# Cpu Wasserkühlung oder doch ein Towerlüfter?



## Ragnot (25. April 2016)

*Cpu Wasserkühlung oder doch ein Towerlüfter?*

hey leutz 

wollte mir für meinen xeon einen kühler holen jetzt bin ich nur am überlegen wakü oder luftkühlung was sagt ihr und welche empfehlungen habt ihr wo es auch von der preis-leistung/lautstärke stimmt weil wollte keine unsummen dafür ausgeben 

ps. zur zeit boxedlüfter verbaut


----------



## Trash123 (25. April 2016)

*AW: Cpu Wasserkühlung oder doch ein Towerlüfter?*

Fur einen xeon reicht Luftkühlung, da diese nicht so warm werden. Könntest da einen Ben Nevis drauf machen. Wenn du natürlich Spaß am basteln hast hole dir eine WaKue. Ist aber ein teurer Spaß im Vergleich zu einer Luftkühlung!


----------



## matti30 (25. April 2016)

*AW: Cpu Wasserkühlung oder doch ein Towerlüfter?*

für nen Xeon reicht ein Macho oder sowas in der Art völlig aus.


----------



## Soulsnap (25. April 2016)

*AW: Cpu Wasserkühlung oder doch ein Towerlüfter?*

Wie bereits erwähnt, eine WaKü wäre für en Xeon ziemlich overpowered.

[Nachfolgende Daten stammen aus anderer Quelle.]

PR #278, opened 2026-06-20
perf-page: relative-% timeline charts

mparrett:
Reworks the "Are we fast yet?" timeline cards from raw anchor-ratio lines into readable trend charts. Still server-rendered static SVG, with no JavaScript or chart library.

## What changed

- **Relative-% axes.** The suite is plotted against the v1.8.0 release; IR compile against the window's first run, since it postdates v1.8.0. The 0% baseline sits off-scale as a legend marker, so the axis fits the data rather than flattening to include it. The absolute charts (allocations, bytes) use one consistent scale with bare numbers and the unit in a footer line.
- **Line fidelity.** Per-run sample variance bands, and lines that break across missing snapshots instead of bridging them. Also a fix for variant-key drift: when the `bytecode`/`gogen_ir` keys were renamed to `ir_bytecode`/`aot_native`, the charts silently dropped every post-rename snapshot, truncating three of the four to the pre-rename window.
- **Readable labels.** Date x-axis, with commit SHAs moved to hover tooltips; collision-spaced ticks and annotations; inter-series Δ labels (`aot_native` vs `ir_bytecode`).
- **Table.** "Recently tightened" gains a × anchor column, comparable across machines, alongside the change vs the release.

## Screenshots

Before / after, both rendered from the same 37-snapshot timeline:

| Before | After |
|---|---|
| image | image |

| Before | After |
|---|---|
| image  |  image  |

## Notes

Diff is `cmd/perf-page` only. Rendered against the current perf-data timeline (37 snapshots); to preview, run `cmd/perf-page -timeline <dir>`. Happy to adjust the chart selection or labeling if you'd shape it differently.

### DIFF
--- a/cmd/perf-page/main.go
+++ b/cmd/perf-page/main.go
@@ -508,8 +508,10 @@ func buildChart(timeline []Snapshot, title, subtitle, unit string,
 	// the display transform below; range tracking waits until the relative
 	// basis is known.
 	series := make([]ChartSeries, 0, len(specs))
-	latestRaw, latestIdx, haveLatest := 0.0, -1, false
 	oldestRaw, oldestIdx := 0.0, math.MaxInt
+	// Latest plotted value per series, for a worst-case status across all
+	// series rather than whichever series sorts first (see chartStatus).
+	var latest []seriesLatest
 	for _, spec := range specs {
 		var pts []ChartPoint
 		for i, snap := range timeline {
@@ -531,9 +533,6 @@ func buildChart(timeline []Snapshot, title, subtitle, unit string,
 				SHA:   shortSHA(snap.Baseline.CapturedAtSHA),
 				Value: value, Low: lo, High: hi, HasBand: hasBand,
 			})
-			if i > latestIdx {
-				latestIdx, latestRaw, haveLatest = i, value, true
-			}
 			if i < oldestIdx {
 				oldestIdx, oldestRaw = i, value
 			}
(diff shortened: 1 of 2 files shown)


mparrett:
**Codex Findings (5.5-high)**

- [cmd/perf-page/main.go:534](/private/tmp/let-go-pr278/cmd/perf-page/main.go:534) / [cmd/perf-page/main.go:747](/private/tmp/let-go-pr278/cmd/perf-page/main.go:747) `latestRaw` tracks only the first series seen at the latest snapshot because it updates on `i > latestIdx`, not per series. The chart then renders one status pill for a multi-series chart from that single value. In the rendered page, “End-to-end suite” says `71% over v1.8.0`, while the other latest series point is `+86.4%`; if the first series were within budget and the second over budget, the chart header would actively misreport the regression. I’d either compute a per-series status or aggregate the worst latest delta and include the series label.

**Verification**

- `go test ./cmd/perf-page` passed.
- `go run ./cmd/perf-page -out /private/tmp/pr278-index.html` passed.
- `go test ./...` failed in `pkg/genmanifest` due stale generated artifacts; that is outside this PR diff, but the remote `generated-artifacts` check was still pending when I checked. Other remote checks were passing.

mparrett:
>  if the first series were within budget and the second over budget, the chart header would actively misreport the regression. I’d either compute a per-series status or aggregate the worst latest delta and include the series label.

Will investigate.

mparrett:
Fixed in 212817d.

The status pill on a multi-series chart was computed from `latestRaw`, which only the first series could set: the `i > latestIdx` gate never fired again once a later series hit the same snapshot index. So a within-budget first series could mask an over-budget second one, which is the suite chart case you caught.

Now each series keeps its own latest plotted value and the pill reports the worst delta, naming the series when there's more than one. The suite header reads `86% over v1.8.0 (aot_native)` instead of `71%`. Single-series charts are unchanged.

Verified: `go test ./cmd/perf-page` passes, `gofmt`/`vet` clean, and a render against the current 37-snapshot timeline shows the corrected pill.

nooga (approved):

PR #1811, opened 2026-06-06
Gorilla pwsafe import

carlbyington2:
Importing files created by gorilla goes thru PWSfileV1V2, even though they claim to be compatible with V3 files. In any case, the URL is in there as CItemData::URL, so we might as well pick it up.


src/core/PWSfileV1V2.cpp
```diff
@@ -491,6 +491,9 @@ int PWSfileV1V2::ReadRecord(CItemData &item)
             case CItemData::RMTIME:
             case CItemData::POLICY:
             case CItemData::XTIME_INT:
+              break;
+            case CItemData::URL:
```
ronys, line 495: Actually, the URL is *not* part of the V2 spec, so I suggest adding a comment to that effect to avoid confusion. Something like "URL added to support import from Gorilla pwsafe"

ronys (changes requested):
Since the pugixml-related changes aren't relevant to this fix, I suggest closing this PR and creating a new one just with the PWSfileV1v2.cpp change (but see comment there first).

carlbyington2:
Yes, I forgot to switch to an appropriate commit before branching. Closing this and starting over

PR #1813, opened 2026-06-06
[SF938] Add "Copy Custom Field Value..." item

ronys:
to entry's popup, allowing copying custom values by name. Shown if/when an entry has custom values.
Corresponds to work done on wx.


src/ui/Windows/resource2.h
```diff
@@ -292,6 +292,9 @@ Do NOT change the value of any resource used in a menu from V3.17 onwards.
 #define ID_MENUITEM_TRAYBROWSEALT1      33501
 #define ID_MENUITEM_TRAYBROWSEALTMAX    33525
 
+#define ID_MENUITEM_COPYCUSTOMFIELD1    33526
+#define ID_MENUITEM_COPYCUSTOMFIELDMAX  33550
```
dskrvk, line 296: Is this defined based on the max supported number of custom fields?

src/ui/Windows/MainMenu.cpp
```diff
@@ -1574,6 +1574,32 @@ void DboxMain::OnContextMenu(CWnd * /* pWnd */, CPoint screen)
       pPopup->RemoveMenu(pci->IsProtected() ? ID_MENUITEM_PROTECT : ID_MENUITEM_UNPROTECT, MF_BYCOMMAND);
     }
 
+    // Build "Copy Custom Field Value..." submenu. Must run before field-based
+    // removals so ID_MENUITEM_COPYRUNCOMMAND is still present as a position anchor.
+    // For shortcuts, inherit custom fields from their base; For aliases, use theirs.
+    m_vCustomFieldValues.clear();
+    {
+      const CItemData *pcf = pci->IsShortcut() ? pbci : pci;
+      const int icustom_pos = app.FindMenuItem(pPopup, ID_MENUITEM_COPYRUNCOMMAND) + 1;
```
dskrvk, line 1582: Can we assert and/or check that this is non-negative?

src/ui/Windows/MainMenu.cpp
```diff
@@ -1574,6 +1574,32 @@ void DboxMain::OnContextMenu(CWnd * /* pWnd */, CPoint screen)
...
+      CMenu *pCustomFieldsPopup = pPopup->GetSubMenu(icustom_pos);
+      const CustomFieldList customFields = pcf->IsCustomFieldsSet()
+                                           ? pcf->GetCustomFields() : CustomFieldList();
+      if (!customFields.empty() && pCustomFieldsPopup != nullptr) {
+        pCustomFieldsPopup->RemoveMenu(0, MF_BYPOSITION);
+        UINT nCFID = ID_MENUITEM_COPYCUSTOMFIELD1;
+        for (const auto &cf : customFields) {
+          if (nCFID > ID_MENUITEM_COPYCUSTOMFIELDMAX)
+            break;
+          m_vCustomFieldValues.push_back(cf.GetValue());
```
dskrvk: I'm not convinced we have to maintain a copy of the custom field data in `m_vCustomFieldValues`. Why not instead save a pointer to the `CustomFieldList` of the currently-selected `CItemData`? That list can be accessed using the same offset.
The benefits are that we avoid additional memory allocation and not run into a situation where the two lists get out of sync.

src/ui/Windows/resource2.h
huven: The spec allows unlimited number of custom fields

src/ui/Windows/MainMenu.cpp
ronys: Good idea - added ASSERT()

src/ui/Windows/MainMenu.cpp
ronys: Since this is used in the context of a right-click on a selected item, we don't even need to save a pointer.
Thanks for pointing (ahem) this out.

dskrvk (approved):

PR #1814, opened 2026-06-06
kill executable source files

carlbyington2:
Kill the executable bit on all source files. Fedora automated review tools don't like those bits.


dskrvk (approved):

CodeLite/exec-wx3-config
dskrvk, line 1: This is also a script

install/deb/postinst
dskrvk, line 1: This and the next file too

dskrvk (approved):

Einer von diesen hier ist völlig ausreichend:

EKL Alpenföhn Ben Nevis (84000000119) Preisvergleich | Geizhals Deutschland

be quiet! Pure Rock (BK009) Preisvergleich | Geizhals Deutschland

EKL Alpenföhn Brocken ECO (84000000106) Preisvergleich | Geizhals Deutschland

Thermalright True Spirit 90 M Rev. A (100700548) Preisvergleich | Geizhals Deutschland

Thermalright True Spirit 120 M (BW) Rev. A (100700558) Preisvergleich | Geizhals Deutschland


----------



## MF13 (25. April 2016)

*AW: Cpu Wasserkühlung oder doch ein Towerlüfter?*

Der hier ginge auch noch, den hab ich derzeit und bin sehr zufrieden, sowohl im Bezug auf die Temps als auch im Bezug auf die Lautstärke:
Scythe Mugen 4 (SCMG-4000) Preisvergleich | Geizhals Deutschland


----------



## Ragnot (25. April 2016)

*AW: Cpu Wasserkühlung oder doch ein Towerlüfter?*

mir geht es auch darum wenn ich mal den sockel oder cpu wechsel zb. auf i7 irgendwann gehe das ich ihn dann auch noch benutzen kann wenn ich den adapter dazu habe oder reicht bei einem i7 6700k zb. auch luftkühlung ohne probleme?


----------



## Ragnot (25. April 2016)

*AW: Cpu Wasserkühlung oder doch ein Towerlüfter?*

obwohl der pure rock von be quiet schonmal gefällt. welcher ist denn der beste von den geposteten von leistung und lautstärke?


----------



## Soulsnap (25. April 2016)

*AW: Cpu Wasserkühlung oder doch ein Towerlüfter?*

Der Brocken Eco


----------



## Ragnot (25. April 2016)

*AW: Cpu Wasserkühlung oder doch ein Towerlüfter?*

ah ok


----------



## nWo-Wolfpac (25. April 2016)

*AW: Cpu Wasserkühlung oder doch ein Towerlüfter?*

Wasserkühlung brauchst du nur wenn du OC machst und selbst da reicht oft eine LuKü.


----------



## Ragnot (25. April 2016)

*AW: Cpu Wasserkühlung oder doch ein Towerlüfter?*

Ah ok nein wollte kein OC betreiben auch mit einem K Prozessor nicht wenn ich mir mal einen holen sollte


----------



## Boogeyman015 (25. April 2016)

*AW: Cpu Wasserkühlung oder doch ein Towerlüfter?*

Dann wäre eine Wasserkühlung tatsächlich rausgeschmissenes Geld.


----------



## S!lent dob (26. April 2016)

*AW: Cpu Wasserkühlung oder doch ein Towerlüfter?*



nWo-Wolfpac schrieb:


> Wasserkühlung brauchst du nur wenn du OC machst und selbst da reicht oft eine LuKü.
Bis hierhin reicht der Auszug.